— А теперь давай ты немного успокоишься и поговоришь с… — хотелось сказать «с детьми», но я прикусил язык, это звучало бы странно из уст ребенка, — с Борей и Наташей, скажешь им, что болезнь опасная, коварная, но мы справимся. Так ведь?
Она кивнула, подняла лицо. Мама если и плакала, то очень давно, и следов не осталось, а теперь в океане ужаса, плещущегося в ее глазах, появился парус надежды. Не строгая родительница сейчас меня обнимала — маленькая напуганная девочка, которая никогда ничего не решала сама.
— Готова? Они плачут, их нужно успокоить. Давай я скажу, если тебе трудно, а ты подтверди и улыбнись, ладно? — Она снова кивнула. — Вот и хорошо.
Я протянул руку, мама встала, опираясь на нее, открыла дверь. Наташка и Боря сидели на моей кровати, обнявшись и нахохлившись, как два озябших воробья. Повернули к нам лица. Я сказал:
— В общем, ничего страшного. Рак на начальной стадии хорошо лечится, так что мы победим.

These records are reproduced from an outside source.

PR #1254, opened 2025-09-12
feat: Ability to disable log collection at the tracer level

Angith:
This PR enables Go Tracer to disable log spans at tracer level.

There are four ways to disable log spans:
1. Using Code
2. Using Environment Variables
3. Using Configuration File
4. Using agent configuration


sanojsubran (changes requested):
@Angith I have done one round of review. Kindly check my comments. We can discuss together.

options.go
```diff
@@ -116,5 +120,97 @@ func (opts *Options) setDefaults() {
...
 }
+
+// parseInstanaTracingDisable processes the INSTANA_TRACING_DISABLE environment variable value
+// and updates the TracerOptions.Disable map accordingly.
+//
+// When the value is a boolean (true/false), the whole tracing feature is disabled/enabled.
+// When a list of category or type names is specified, only those will be disabled.
+//
+// Examples:
+// INSTANA_TRACING_DISABLE=True - disables all tracing
```
sanojsubran, line 143:
```suggestion
// INSTANA_TRACING_DISABLE=true - disables all tracing
```

options.go
```diff
@@ -116,5 +120,97 @@ func (opts *Options) setDefaults() {
...
+
+// parseConfigFile reads and parses the YAML configuration file at the given path
+// and updates the TracerOptions accordingly.
+//
+// The YAML file must follow this format:
+// tracing:
+//   disable:
+//     - logging: true
+
+func parseConfigFile(path string, opts *TracerOptions) error {
```
sanojsubran, line 184: Consider the security aspects since we are trying to read a file from the filesystem.

span.go
```diff
@@ -215,8 +227,10 @@ func (r *spanS) Tracer() ot.Tracer {
 // sendOpenTracingLogRecords converts OpenTracing log records that contain errors
 // to Instana log spans and sends them to the agent
 func (r *spanS) sendOpenTracingLogRecords() {
-	for _, lr := range r.Logs {
-		r.sendOpenTracingLogRecord(lr)
+	if !logging.disabled() {
+		for _, lr := range r.Logs {
+			r.sendOpenTracingLogRecord(lr)
+		}
```
sanojsubran, line 233:
```suggestion
	if logging.disabled() {
	    return
	}
	
	for _, lr := range r.Logs {
		r.sendOpenTracingLogRecord(lr)
	}
```

options.go
```diff
@@ -116,5 +121,149 @@ func (opts *Options) setDefaults() {
...
+	// Initialize the Disable map if it doesn't exist
+	if opts.DisableSpans == nil {
+		opts.DisableSpans = make(map[string]bool)
+	}
+
+	// Trim spaces from the value
+	value = strings.TrimSpace(value)
+
+	// if it's a boolean value, disable all categories
+	if isBooleanTrue(value) {
```
nithinputhenveettil, line 156:
```suggestion
	if strings.EqualFold(value, "true") {
```

options.go
```diff
@@ -116,5 +121,149 @@ func (opts *Options) setDefaults() {
...
+			opts.DisableSpans[item] = true
+		}
+	}
+}
+
+// isBooleanTrue checks if a string represents a boolean true value
+func isBooleanTrue(value string) bool {
+	value = strings.ToLower(value)
+	return value == "true"
+}
```
nithinputhenveettil, line 175:
```suggestion
```

options.go
```diff
@@ -116,5 +121,149 @@ func (opts *Options) setDefaults() {
...
+	return nil
+}
+
+// validateFile ensures the given config file path is safe and usable.
+// Security considerations:
+// - Resolves symlinks to prevent symlink attacks
+// - Ensures the path exists and is a regular file
+// - Enforces a reasonable file size limit to avoid DoS
+// - Warns if file permissions are too permissive (world-readable)
+func validateFile(path string) (absPath string, err error) {
```
nithinputhenveettil, line 232: I noticed that absPath is being returned along with the error in all the error cases. However, in situations where `filepath.Abs` or `EvalSymlinks` fails, this `absPath` itself may not be valid. This somewhat defeats the purpose of returning it along with the error.

To make debugging easier, you can consider:
– Returning the original `path` along with the error instead of `absPath`, since that is always the input value, or
– Returning both `path` and `absPath` for full context, so the caller can log both and know exactly where it failed.

This will ensure we are not passing a potentially invalid value back while still giving enough context for debugging.

tracer_options.go
```diff
@@ -22,6 +22,13 @@ type TracerOptions struct {
 	// See https://www.instana.com/docs/setup_and_manage/host_agent/configuration/#capture-custom-http-headers for details
 	CollectableHTTPHeaders []string
 
+	// Disable allows the exclusion of specific traces or calls from tracing based on the category (technology)
+	// or type (frameworks, libraries, instrumentations) supported by the traces.
+	// The main benefit of disabling is reducing the overall amount of data being collected and processed.
+
+	// See https://github.ibm.com/instana/technical-documentation/blob/master/tracing/specification/README.md#span-disabling for details
```
nithinputhenveettil, line 29:
```suggestion
```

IMO – This document is internal, so there’s no need to link it here.

nithinputhenveettil (changes requested):
@Angith : Just a few minor changes/suggestions.

docs/disabling_spans.md
```diff
@@ -0,0 +1,86 @@
...
+```yaml
+com.instana.tracing:
+  disable:
+    - logging
+```
+3. Restart the Instana agent:
+
+## Priority Order
+
+When multiple configuration methods are used, they are applied in the following order of precedence:
```
sanojsubran, line 74:
```suggestion
When multiple configuration methods are used, they are applied in the following decreasing order of precedence:
```

nithinputhenveettil (approved):
:shipit:

sanojsubran (approved):
Good job @Angith!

— Это правда, — прошептала мама. — Хорошо, что рано обнаружили. Меня вылечат.
— Ура! — воскликнул Борис и запрыгал по комнате.
Наташка размазала слезы по лицу, шмыгнула носом.
— Ну зачем так пугать!
Вскочила и бросилась обниматься, сказала осипшим голосом:
— Мы тут купили всякого. Хлеб, там, сахар. И колбасы. Хочешь колбасы? И ставрида есть. Нажарить?
Не дожидаясь ответа, она побежала на кухню, загремела посудой. Мама посмотрела на меня удивленно и прошептала:
— Какие же вы у меня… чудесные!
— Мы очень… тебя… любим, — хрипнул Борис и полез к маме обниматься.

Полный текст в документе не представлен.